Gürkan Gökaşan
Dönüp dolaşıp, başladığınız noktaya vardığınız olmuştur. Olmayacak duadan tutun da, tutulmayacak yeminlere kadar bütün Atasözlerini ve Deyimleri cümle içerisinde kullanıp, bunların tümünden veya bazılarından ders çıkarıcı sonuçları da “yapılacaklar” listesinde işaretledik mi? E hade o zaman biraz da bu listedeki diğer başlıklara ilişelim.

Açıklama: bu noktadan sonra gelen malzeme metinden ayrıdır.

PR #929, opened 2024-09-05
manually re-adding Semantic Memory Encoding Task dataset.

emmetaobrien:
This PR adds https://github.com/conp-bot/conp-dataset-Semantic-Encoding-Memory-Task back into conp-dataset, without causing the download errors seen when it was added automatically.


GHPBZ (approved):

emmetaobrien:
Cancelled because this is a duplicate of an experiment that has already been manually loaded into the CONP server, identified a second time when the data provider later uploaded it to OSF.

PR #954, opened 2024-10-17
Manually adding MICA_PNI dataset back

emmetaobrien:
This PR manually adds the MICA-PNI-Precision-NeuroImaging-and-Connectomics dataset as a submodule, without the error seen in the version added by the crawler.


emmetaobrien:
Closing because the DATS.json is missing `formats` information.

PR #979, opened 2025-01-22
Adding three new eegnet datasets, and one more update.

emmetaobrien:
This PR adds the following datasets:

`eegnet_mwa`
`eegnet_ssa`
`eegnet_ssm`

and also incorporates some updates to `eegnet_tse`.


emmetaobrien:
Removing `eegnet_mwa` because there are still format errors in the DAT.json that need input from the data provider, and I would like to get the other three datasets loaded.

GHPBZ (approved):

PR #982, opened 2025-01-31
Update README.md

GHPBZ:
Minor change concerning recommended git-annex versions.


emmetaobrien (approved):
test failures due to known problems not to do with this change.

Genellikle, tüm genellemeleri reddet(me)
Yaşamımız boyunca aldığımız birçok karar vardır. Hayatımızdan bazı şeyleri çıkarma, yeni şeylere yelken açma, duyarsız kalmak, daha duyarlı olmak vesaire… Karar mekanizmasının çalışmasında, içerisinde bulunduğumuz dönemin etkisi olduğu gibi, kişi veya kişilerin de etkisi bulunabilir. Hayatınıma giren, çıkan, arada kalan, arada kalmakta arada kalan veya orada hiç olmayan kişilerin, üzerimizdeki etkisi, güneş kremsiz “dıngır sıcağın” altında kalmakla neredeyse aynıdır. Ancak, karar verirken hiçbir genellemenin içinde bulunmama isteği genellemesi; çok genel bir yanılgının yaptırım gücü olabilir.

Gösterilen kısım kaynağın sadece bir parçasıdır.